[Stored data]
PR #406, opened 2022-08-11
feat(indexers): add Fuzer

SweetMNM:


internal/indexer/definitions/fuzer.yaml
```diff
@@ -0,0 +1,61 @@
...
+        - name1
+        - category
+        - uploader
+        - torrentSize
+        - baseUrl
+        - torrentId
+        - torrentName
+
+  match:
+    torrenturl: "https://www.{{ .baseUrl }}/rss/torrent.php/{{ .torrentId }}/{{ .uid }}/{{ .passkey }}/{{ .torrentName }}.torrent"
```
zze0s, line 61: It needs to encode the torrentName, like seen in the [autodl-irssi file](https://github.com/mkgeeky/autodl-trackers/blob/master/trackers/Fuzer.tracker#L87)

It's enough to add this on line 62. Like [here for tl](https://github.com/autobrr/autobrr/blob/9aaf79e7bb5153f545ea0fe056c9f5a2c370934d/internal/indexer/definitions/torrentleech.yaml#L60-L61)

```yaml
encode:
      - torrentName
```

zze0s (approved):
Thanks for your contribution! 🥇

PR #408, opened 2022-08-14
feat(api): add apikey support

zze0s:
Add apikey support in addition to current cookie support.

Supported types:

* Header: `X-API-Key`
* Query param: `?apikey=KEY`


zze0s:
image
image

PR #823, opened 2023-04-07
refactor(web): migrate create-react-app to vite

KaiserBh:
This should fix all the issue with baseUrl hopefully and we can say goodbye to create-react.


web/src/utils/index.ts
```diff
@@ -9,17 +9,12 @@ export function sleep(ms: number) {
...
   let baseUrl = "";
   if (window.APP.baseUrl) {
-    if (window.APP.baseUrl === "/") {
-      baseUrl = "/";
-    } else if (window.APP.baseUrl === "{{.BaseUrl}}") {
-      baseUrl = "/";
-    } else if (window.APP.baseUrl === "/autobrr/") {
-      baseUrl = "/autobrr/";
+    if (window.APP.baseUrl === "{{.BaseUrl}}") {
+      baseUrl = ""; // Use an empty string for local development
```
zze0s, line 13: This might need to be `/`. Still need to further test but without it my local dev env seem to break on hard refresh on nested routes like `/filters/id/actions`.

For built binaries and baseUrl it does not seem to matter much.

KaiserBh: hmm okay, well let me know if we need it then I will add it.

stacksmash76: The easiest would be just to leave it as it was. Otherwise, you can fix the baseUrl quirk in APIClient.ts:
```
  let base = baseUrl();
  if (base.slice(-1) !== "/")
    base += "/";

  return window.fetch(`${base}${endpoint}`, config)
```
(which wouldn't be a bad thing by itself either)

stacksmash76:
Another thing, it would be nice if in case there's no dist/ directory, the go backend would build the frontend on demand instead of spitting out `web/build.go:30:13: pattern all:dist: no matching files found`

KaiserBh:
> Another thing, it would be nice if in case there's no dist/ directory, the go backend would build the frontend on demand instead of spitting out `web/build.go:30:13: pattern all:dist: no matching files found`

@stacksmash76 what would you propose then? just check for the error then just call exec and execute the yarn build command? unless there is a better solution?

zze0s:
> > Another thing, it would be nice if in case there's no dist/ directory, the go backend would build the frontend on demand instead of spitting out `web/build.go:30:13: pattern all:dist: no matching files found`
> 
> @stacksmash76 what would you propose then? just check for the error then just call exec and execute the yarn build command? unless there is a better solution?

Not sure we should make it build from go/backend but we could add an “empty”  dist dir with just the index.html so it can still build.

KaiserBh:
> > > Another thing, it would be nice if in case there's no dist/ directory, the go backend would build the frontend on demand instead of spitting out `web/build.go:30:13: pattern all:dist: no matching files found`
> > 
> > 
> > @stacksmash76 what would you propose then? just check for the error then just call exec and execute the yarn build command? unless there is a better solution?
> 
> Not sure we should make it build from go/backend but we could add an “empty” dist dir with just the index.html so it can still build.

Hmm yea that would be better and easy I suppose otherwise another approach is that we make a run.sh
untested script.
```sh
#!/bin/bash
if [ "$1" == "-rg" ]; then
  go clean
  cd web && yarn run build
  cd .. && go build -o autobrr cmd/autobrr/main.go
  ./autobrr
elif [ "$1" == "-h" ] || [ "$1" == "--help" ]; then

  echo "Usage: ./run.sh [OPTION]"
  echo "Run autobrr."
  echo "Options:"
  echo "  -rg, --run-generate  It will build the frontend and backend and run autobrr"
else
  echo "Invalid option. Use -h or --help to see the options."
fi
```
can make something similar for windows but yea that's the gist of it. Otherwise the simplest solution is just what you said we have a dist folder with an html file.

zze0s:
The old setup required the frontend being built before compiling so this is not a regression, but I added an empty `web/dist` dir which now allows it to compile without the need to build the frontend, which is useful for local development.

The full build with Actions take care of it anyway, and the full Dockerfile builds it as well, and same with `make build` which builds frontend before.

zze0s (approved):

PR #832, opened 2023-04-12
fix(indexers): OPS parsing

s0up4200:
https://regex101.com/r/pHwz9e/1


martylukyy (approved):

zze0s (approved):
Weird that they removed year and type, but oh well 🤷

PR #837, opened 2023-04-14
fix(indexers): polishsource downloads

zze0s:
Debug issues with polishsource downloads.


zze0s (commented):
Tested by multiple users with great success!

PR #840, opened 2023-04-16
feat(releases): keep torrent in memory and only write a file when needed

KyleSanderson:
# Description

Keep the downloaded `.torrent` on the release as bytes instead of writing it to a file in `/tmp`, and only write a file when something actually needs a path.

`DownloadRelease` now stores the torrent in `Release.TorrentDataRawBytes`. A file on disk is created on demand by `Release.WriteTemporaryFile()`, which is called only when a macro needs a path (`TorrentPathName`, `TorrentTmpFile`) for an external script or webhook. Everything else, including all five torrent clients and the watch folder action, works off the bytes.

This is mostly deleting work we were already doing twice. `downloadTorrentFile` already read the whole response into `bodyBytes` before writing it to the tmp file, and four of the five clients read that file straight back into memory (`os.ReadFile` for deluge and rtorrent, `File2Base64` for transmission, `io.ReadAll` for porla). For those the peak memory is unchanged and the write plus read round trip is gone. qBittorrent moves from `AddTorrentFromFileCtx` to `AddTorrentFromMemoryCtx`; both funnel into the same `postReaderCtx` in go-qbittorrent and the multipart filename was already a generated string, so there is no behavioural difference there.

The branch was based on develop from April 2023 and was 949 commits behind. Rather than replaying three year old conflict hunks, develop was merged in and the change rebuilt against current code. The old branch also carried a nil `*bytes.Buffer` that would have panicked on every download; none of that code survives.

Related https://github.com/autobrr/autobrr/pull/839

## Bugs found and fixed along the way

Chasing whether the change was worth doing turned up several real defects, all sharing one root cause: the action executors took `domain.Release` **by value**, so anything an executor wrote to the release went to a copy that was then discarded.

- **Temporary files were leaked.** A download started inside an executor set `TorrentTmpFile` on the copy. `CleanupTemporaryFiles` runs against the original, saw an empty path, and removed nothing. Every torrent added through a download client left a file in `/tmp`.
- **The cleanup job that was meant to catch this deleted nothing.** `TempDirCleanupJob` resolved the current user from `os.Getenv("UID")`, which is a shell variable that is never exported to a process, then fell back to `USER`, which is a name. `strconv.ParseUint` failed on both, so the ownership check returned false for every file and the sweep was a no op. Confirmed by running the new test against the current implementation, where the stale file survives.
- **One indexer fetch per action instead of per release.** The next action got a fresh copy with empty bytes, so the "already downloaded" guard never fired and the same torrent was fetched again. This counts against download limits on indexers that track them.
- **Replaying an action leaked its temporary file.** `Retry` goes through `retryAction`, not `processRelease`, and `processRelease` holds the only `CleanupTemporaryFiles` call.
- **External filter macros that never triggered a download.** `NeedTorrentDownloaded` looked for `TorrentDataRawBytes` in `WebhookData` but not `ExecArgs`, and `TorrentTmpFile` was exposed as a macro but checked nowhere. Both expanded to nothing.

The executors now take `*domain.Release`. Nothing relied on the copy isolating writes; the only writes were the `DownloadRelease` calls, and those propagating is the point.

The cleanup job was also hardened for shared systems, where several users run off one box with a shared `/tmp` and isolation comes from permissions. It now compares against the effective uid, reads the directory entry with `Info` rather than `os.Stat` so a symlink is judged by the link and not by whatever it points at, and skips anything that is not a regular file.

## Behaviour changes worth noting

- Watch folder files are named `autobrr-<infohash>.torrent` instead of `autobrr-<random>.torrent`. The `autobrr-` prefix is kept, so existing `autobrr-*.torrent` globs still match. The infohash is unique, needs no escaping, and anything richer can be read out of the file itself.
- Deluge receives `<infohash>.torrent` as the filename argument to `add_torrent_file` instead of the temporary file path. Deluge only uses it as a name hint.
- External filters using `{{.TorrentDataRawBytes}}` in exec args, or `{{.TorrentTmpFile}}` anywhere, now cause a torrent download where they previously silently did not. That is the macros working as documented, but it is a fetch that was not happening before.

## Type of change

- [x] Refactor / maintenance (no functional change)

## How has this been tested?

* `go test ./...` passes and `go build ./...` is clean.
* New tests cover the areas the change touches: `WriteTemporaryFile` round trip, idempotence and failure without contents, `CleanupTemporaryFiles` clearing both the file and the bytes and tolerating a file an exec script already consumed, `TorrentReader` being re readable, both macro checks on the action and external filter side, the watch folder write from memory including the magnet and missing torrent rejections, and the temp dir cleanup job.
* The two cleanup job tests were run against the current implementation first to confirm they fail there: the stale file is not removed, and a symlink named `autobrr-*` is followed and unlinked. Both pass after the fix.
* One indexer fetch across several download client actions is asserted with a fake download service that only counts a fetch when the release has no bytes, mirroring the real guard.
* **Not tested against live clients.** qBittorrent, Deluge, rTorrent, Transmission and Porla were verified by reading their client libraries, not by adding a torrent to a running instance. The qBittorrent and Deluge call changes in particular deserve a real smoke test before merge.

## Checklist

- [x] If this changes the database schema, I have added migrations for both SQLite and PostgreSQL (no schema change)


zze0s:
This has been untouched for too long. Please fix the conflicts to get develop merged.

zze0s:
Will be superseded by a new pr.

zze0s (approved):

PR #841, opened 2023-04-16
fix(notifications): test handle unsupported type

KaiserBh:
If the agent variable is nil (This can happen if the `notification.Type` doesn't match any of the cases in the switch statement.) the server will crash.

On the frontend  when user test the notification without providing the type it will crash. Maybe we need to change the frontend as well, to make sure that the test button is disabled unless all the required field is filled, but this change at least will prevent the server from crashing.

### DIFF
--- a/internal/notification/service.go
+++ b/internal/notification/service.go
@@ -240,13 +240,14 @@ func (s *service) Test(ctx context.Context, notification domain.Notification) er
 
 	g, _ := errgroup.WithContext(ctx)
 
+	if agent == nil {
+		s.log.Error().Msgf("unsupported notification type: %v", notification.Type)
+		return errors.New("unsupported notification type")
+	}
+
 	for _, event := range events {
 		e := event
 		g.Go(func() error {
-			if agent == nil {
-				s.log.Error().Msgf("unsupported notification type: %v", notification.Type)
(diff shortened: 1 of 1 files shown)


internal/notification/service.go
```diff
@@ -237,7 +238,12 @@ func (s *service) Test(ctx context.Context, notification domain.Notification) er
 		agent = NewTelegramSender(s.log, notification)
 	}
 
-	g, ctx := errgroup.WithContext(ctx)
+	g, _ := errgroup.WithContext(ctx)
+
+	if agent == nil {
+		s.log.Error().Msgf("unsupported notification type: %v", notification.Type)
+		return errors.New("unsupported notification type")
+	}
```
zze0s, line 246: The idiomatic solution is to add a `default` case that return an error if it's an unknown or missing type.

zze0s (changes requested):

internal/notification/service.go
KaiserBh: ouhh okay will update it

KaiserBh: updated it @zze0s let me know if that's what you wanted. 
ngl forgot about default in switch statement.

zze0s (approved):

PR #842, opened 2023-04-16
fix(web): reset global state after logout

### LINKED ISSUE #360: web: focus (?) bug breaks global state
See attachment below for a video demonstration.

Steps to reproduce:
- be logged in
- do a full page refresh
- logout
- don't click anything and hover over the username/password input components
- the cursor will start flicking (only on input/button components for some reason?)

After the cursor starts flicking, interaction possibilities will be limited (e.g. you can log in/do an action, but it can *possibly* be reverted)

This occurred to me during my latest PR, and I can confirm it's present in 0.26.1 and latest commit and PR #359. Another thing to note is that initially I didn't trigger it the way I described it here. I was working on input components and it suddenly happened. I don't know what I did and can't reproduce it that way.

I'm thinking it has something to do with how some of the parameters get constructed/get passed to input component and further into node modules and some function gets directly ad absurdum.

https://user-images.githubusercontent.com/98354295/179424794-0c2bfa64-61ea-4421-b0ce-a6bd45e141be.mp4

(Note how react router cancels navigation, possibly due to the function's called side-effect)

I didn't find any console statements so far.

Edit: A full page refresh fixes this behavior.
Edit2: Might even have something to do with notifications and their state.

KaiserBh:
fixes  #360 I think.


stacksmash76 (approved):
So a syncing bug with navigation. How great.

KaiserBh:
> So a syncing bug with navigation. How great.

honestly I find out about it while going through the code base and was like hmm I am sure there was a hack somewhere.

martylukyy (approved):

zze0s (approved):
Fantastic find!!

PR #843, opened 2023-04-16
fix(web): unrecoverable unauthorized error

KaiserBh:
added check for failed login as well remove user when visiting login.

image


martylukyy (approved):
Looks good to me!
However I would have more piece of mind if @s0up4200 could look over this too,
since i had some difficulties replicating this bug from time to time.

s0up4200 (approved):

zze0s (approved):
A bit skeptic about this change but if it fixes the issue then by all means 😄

WHAT IS EXPECTED> Scan the data above. Return every line with "button" in it.

EXPECTED ANSWER>
On the frontend  when user test the notification without providing the type it will crash. Maybe we need to change the frontend as well, to make sure that the test button is disabled unless all the required field is filled, but this change at least will prevent the server from crashing.
- the cursor will start flicking (only on input/button components for some reason?)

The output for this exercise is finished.